Purity and Power in Modern Knowledge
Robert Proctor
Harvard University Press, 1991

Why have scientists shied away from politics, or defended their work as value free? How has the ideal of neutrality come to dominate the world of science? These are some of the central questions that Robert Proctor addresses in his study of the politics of modern science.

Value-Free Science? emphasizes the importance of understanding the political origins and impact of scientific ideas. Proctor lucidly demonstrates how value-neutrality is a reaction to larger political developments, including the use of science by government and industry, the specialization of professional disciplines, and the efforts to stifle intellectual freedoms or to politicize the world of the academy.

The first part of the book traces the origins of value-neutrality prior to the eighteenth century.
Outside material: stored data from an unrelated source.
PR #265, opened 2023-10-02
Revive js engine

W95Psp:
First half of #261:
 - Add a few missing features to the JSON schema to OCaml script;
 - Use native JS JSON parser while compiling the engine with JS.

### DIFF
--- a/engine/bin/js_driver.ml
+++ b/engine/bin/js_driver.ml
@@ -1,1 +1,85 @@
-let _ = Lib.main (Lib.read_options_from_stdin Yojson.Safe.from_string))
+open Base
+open Js_of_ocaml
+
+(* Strings are slow with js_of_ocaml. Thus, parsing a string into a
+   `Yojson.Safe.t` is extremly slow using yojson itself. Instead, I
+   wrote a very simple and stupid `yojson_of_string_via_js` that (1)
+   parses the json out of a JS string into a JS object (2) make a
+   yojson AST. This is something like x100 faster. Without this hack,
+   the performance is too bad to be bearable. *)
+let yojson_of_string_via_js (s : string) : Yojson.Safe.t =
+  let f =
+    Js.Unsafe.js_expr
+      {js|
+(function (mkNull, mkBool, mkBigint, mkInt, mkFloat, mkString, mkDict, mkArray){
+  function isInt(n) {
+    return n % 1 === 0;
+  }
+  function f(x){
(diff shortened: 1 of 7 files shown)


engine/bin/js_driver.ml
```diff
@@ -1 +1,85 @@
...
+open Base
+open Js_of_ocaml
+
+(* Strings are slow with js_of_ocaml. Thus, parsing a string into a
+   `Yojson.Safe.t` is extremly slow using yojson itself. Instead, I
+   wrote a very simple and stupid `yojson_of_string_via_js` that (1)
+   parses the json out of a JS string into a JS object (2) make a
+   yojson AST. This is something like x100 faster. Without this hack,
+   the performance is too bad to be bearable. *)
+let yojson_of_string_via_js (s : string) : Yojson.Safe.t =
```
franziskuskiefer, line 10: So this is only used when using the JS engine, right? Ideally we get rid of `ocam_of_json_schema.js` soon to get rid of the JS dependency. Then we shouldn't introduce a new one here. That is unless someone runs the engine in JS instead of ocaml of course.

franziskuskiefer (approved):

engine/bin/js_driver.ml
W95Psp: This chunk of code (and the whole `js_driver.ml` module really) is only the entry point to the engine when compiled with OCaml then js_of_ocaml.
When compiling, either the entry point is `native.ml` or `js_driver.ml`.

That's useful only when running the engine with NodeJS instead of running it natively. This scenario is interesting only for easy distribution (since JS engines are virtually available absolutely everywhere without any install complexity while that's far from being true for a good OCaml building env).
But in that case, the dependency to NodeJS is runtime.

The `ocaml_of_json_schema.js` script is a build-time-only dependency and is completely orthogonal to that ML module.

So I don't think that's adding any dependency.

Also, concerning getting rid of `ocaml_of_json_schema`, that would mean rewriting it, this will take some time and effort while it's working very well (it basically never broke), so I don't see the point of doing that any time soon. Especially, if we distribute the engine as JS, that makes only:
  - rust toolchain as a build (& runtime) dependency;
  - node as a runtime dependency.

franziskuskiefer: 👍🏻

W95Psp:
Thanks for the review & the merge :)

PR #268, opened 2023-10-04
fix(front/adt-into): make `map` work nicely with `not_in_source`

W95Psp:


frontend/exporter/adt-into/src/lib.rs
```diff
@@ -226,6 +226,11 @@ fn variant_to_arm(
         // TODO: refactor
```
franziskuskiefer, line 226: While you're here ... Can you add more information here and an issue or remove it?

franziskuskiefer (approved):

frontend/exporter/adt-into/src/lib.rs
W95Psp: I removed those, I don't recall what I meant by that :/

PR #270, opened 2023-10-04
refactor(engine/ast): `*i_name: string` -> `*i_ident: concrete_ident`

W95Psp:
As @cmester0 noticed some while ago, `ti_name` and `ii_name` are strings while any other global identity is usually a `concrete_ident` (or a `global_ident` when that makes sense).
This PR renames and retypes the fields `ti_name` and `ii_name` into `ti_ident` and `ii_ident`.


engine/lib/import_thir.ml
```diff
@@ -1253,6 +1255,13 @@ module Make (Opts : OPTS) : MakeT = struct
                  items =
                    List.map
                      ~f:(fun (item : Thir.impl_item) ->
+                       (* TODO: introduce a Kind.TraitImplItem or
```
franziskuskiefer, line 1258: Can this get an issue?

franziskuskiefer (approved):

PR #275, opened 2023-10-06
F* backend: always add type annotations on `cast`s

W95Psp:


franziskuskiefer (approved):
I assume `into`/`from` casts are handled by the corresponding functions?

PR #284, opened 2023-10-11
Semantic

cmester0:
Trying to make hax/hacspec semantic explicit.


W95Psp:
Hi @cmester0,

I guess we'll discuss that this afternoon, but the idea here is to define an executable semantic? i.e. target some AST and give it a semantic with an interpreter?
Would be awesome :)

cmester0:
Attempt at defining a common (deeply embedded) semantic to enable cross backend reasoning. This has been put on hold for now, so we will close this PR for now.

PR #286, opened 2023-10-13
Improve namings for `impl` blocks

W95Psp:
The main change with this PR is described in commit message of "feat(engine/idents): improve `impl` naming":
> This commit introduces some smarter naming for non-inherent `impl`s.
> Consider a `impl<> Trait<> for Type<>`. Note by `<>` I do mean empty generics.
> 
> If:
> 1. the `impl` block and the `Trait` trait lives under the same
>       namespace;
> 2. the type `Type` is simpleⁱ or is an user-defined enum or struct
>      without generics that live in the same namespace as the `impl`
>       block.
> 
> Then:
>       the name of the `impl` block is not `impl_DISABIGUATOR` but
>       `impl_<Trait>_for_<Type>`.
> 
> ⁱ: a simple type is a type we can "serialize" to a string
>     identifier. Typically, a (unique) identifier representation of
>     `(Vec<(A, B)>, Fn(A) -> C)` would be cumbersome. We allow only
>     applications of types of arity 1 or less.

Other than that, this PR also:
 - adds structure and information to the `impl_infos` exported by the frontend;
 - improves a bit the test harness;
 - adds tests;
 - fix a bug in the `refmut` phase (see the comment added by commit 
`fix(engine/phase/refmut): preserve original type`).


tests/naming/src/lib.rs
```diff
@@ -63,3 +63,14 @@ fn f(x: Foobar) -> usize {
 fn reserved_names(val: u8, noeq: u8, of: u8) -> u8 {
     val + noeq + of
 }
+
+struct Arity1<T>;
```
franziskuskiefer, line 67: This is not a valid struct. `T` must be used somehow (at least with phantom data).

franziskuskiefer (approved):
thanks, lgtm with that one nit.

tests/naming/src/lib.rs
W95Psp: Oh right! Thanks, was only compiling though Hax (I guess this check happens at MIR or something)

PR #287, opened 2023-10-13
Introduce core library

W95Psp:
This PR:
 - adds `libs` folder with a partial F* `core` model and a few other libraries (see `libs/fstar`);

Plato and Aristotle saw contemplative thought as superior to practical action, and this separation of theory and practice is still invoked today in defense of "neutral science." In the seventeenth century the Baconian search for useful knowledge allowed a new and closer tie between theory and practice, but it also isolated moral knowledge from natural philosophy. Another version of neutrality was introduced by the mechanical conception of the universe, in which the idea of a benevolent, human-centered cosmos was replaced with a "devalorized" view of nature.

The central part of the book explores the exclusion of politics and morals with the emergence of the social sciences. Proctor highlights the case of Germany, where the ideal of value-neutrality was first articulated in modern form by social scientists seeking to attack or defend Marxism, feminism, and other social movements. He traces the rise and fall of positivist ethical and economic theory, showing that arguments for value-free science often mask concrete political maneuvers. Finally, he reviews critiques of science that have been voiced in recent debates over critical issues in agricultural science, military research, health and medicine, and biological determinism.

This provocative book will interest anyone seeking ways to reconcile the ideals of scientific freedom and social responsibility.